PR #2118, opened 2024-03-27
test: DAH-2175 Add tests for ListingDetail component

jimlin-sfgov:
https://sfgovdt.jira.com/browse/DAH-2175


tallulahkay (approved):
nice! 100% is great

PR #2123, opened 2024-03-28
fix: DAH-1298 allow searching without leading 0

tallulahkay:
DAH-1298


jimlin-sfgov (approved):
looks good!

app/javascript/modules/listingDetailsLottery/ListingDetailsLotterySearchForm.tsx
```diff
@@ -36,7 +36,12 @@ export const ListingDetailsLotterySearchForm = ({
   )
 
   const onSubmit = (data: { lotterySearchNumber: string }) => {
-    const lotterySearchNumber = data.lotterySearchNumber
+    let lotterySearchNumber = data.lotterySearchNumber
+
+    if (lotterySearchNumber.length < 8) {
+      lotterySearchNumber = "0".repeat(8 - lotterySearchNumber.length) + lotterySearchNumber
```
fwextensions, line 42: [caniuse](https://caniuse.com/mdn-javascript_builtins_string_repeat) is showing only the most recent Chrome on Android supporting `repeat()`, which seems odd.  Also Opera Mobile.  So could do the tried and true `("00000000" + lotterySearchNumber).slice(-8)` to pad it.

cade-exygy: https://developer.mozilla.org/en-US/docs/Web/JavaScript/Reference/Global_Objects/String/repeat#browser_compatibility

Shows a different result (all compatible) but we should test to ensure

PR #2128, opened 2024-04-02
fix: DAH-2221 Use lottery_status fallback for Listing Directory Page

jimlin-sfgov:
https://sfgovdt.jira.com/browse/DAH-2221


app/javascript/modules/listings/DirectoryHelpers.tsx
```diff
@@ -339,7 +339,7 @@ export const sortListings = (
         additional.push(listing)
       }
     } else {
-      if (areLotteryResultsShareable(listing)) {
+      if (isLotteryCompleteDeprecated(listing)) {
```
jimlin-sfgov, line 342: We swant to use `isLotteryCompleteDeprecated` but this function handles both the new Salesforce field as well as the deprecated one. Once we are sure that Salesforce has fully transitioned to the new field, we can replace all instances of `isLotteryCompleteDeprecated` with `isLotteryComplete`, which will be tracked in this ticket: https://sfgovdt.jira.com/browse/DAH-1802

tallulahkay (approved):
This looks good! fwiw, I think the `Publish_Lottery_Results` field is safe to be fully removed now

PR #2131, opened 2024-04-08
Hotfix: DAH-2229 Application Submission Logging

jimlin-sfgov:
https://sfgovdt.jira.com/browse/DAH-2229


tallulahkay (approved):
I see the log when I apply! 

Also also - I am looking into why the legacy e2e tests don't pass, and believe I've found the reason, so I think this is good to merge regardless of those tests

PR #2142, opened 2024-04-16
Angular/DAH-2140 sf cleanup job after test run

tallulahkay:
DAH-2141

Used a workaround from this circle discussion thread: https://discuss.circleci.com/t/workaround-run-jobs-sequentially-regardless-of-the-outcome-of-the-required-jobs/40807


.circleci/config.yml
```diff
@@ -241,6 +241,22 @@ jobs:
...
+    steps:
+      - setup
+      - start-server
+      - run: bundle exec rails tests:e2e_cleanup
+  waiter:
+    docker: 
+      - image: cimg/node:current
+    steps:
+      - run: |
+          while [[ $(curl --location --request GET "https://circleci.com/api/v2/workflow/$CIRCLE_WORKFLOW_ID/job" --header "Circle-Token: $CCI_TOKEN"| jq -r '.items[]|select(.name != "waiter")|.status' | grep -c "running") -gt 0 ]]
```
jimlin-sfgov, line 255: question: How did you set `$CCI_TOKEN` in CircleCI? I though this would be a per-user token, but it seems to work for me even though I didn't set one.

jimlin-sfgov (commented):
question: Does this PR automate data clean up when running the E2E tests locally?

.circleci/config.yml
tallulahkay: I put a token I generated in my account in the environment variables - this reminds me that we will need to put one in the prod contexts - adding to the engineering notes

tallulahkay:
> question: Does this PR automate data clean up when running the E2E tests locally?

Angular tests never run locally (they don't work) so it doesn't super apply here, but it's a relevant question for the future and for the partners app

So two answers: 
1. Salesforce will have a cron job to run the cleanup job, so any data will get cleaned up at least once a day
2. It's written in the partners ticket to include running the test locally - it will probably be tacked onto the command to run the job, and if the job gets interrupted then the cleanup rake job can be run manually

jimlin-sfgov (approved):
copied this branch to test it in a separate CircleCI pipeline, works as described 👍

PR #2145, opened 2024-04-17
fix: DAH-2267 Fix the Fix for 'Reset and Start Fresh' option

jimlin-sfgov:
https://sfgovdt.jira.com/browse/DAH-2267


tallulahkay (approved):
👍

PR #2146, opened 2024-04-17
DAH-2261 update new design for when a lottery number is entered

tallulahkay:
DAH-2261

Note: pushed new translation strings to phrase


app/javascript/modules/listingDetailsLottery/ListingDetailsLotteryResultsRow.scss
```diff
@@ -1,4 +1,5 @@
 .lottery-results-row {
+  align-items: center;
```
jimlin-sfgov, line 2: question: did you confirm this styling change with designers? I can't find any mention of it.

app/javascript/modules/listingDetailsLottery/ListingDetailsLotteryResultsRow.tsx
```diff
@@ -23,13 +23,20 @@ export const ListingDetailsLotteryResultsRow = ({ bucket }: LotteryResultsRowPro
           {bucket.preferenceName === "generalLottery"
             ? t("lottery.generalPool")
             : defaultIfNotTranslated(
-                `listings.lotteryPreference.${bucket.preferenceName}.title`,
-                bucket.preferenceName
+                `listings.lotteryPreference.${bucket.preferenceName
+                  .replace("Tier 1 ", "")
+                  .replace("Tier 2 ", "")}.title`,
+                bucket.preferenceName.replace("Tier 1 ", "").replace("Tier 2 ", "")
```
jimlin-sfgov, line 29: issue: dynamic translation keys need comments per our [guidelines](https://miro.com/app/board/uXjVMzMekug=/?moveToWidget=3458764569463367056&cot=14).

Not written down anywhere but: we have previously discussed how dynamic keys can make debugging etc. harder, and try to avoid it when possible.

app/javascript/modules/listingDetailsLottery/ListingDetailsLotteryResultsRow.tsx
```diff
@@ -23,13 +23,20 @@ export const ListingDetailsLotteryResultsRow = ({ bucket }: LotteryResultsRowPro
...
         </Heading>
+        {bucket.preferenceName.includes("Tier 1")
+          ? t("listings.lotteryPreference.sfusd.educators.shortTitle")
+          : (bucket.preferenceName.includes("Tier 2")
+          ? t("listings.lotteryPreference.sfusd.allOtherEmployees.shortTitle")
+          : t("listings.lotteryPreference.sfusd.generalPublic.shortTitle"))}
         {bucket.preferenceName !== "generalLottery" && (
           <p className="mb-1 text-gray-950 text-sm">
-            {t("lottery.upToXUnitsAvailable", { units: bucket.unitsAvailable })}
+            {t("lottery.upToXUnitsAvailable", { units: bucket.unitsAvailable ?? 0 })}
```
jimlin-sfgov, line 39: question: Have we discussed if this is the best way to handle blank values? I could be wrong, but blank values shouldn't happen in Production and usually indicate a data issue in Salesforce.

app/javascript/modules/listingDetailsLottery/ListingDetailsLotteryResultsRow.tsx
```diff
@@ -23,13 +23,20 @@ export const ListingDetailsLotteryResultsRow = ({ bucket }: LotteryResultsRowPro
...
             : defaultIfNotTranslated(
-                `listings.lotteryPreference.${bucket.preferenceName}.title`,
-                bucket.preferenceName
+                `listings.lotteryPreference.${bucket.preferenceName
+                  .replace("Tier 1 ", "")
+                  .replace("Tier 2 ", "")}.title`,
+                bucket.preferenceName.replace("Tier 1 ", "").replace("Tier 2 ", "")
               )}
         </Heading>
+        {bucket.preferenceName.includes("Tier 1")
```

▶ [WHAT IS BEING ASKED]
Take the listing above and repeat exactly the lines from the one containing "This looks good!" through the one containing "I see the log when I apply!", both included.

▶ [EXPECTED ANSWER]
This looks good! fwiw, I think the `Publish_Lottery_Results` field is safe to be fully removed now

PR #2131, opened 2024-04-08
Hotfix: DAH-2229 Application Submission Logging

jimlin-sfgov:
https://sfgovdt.jira.com/browse/DAH-2229


tallulahkay (approved):
I see the log when I apply! 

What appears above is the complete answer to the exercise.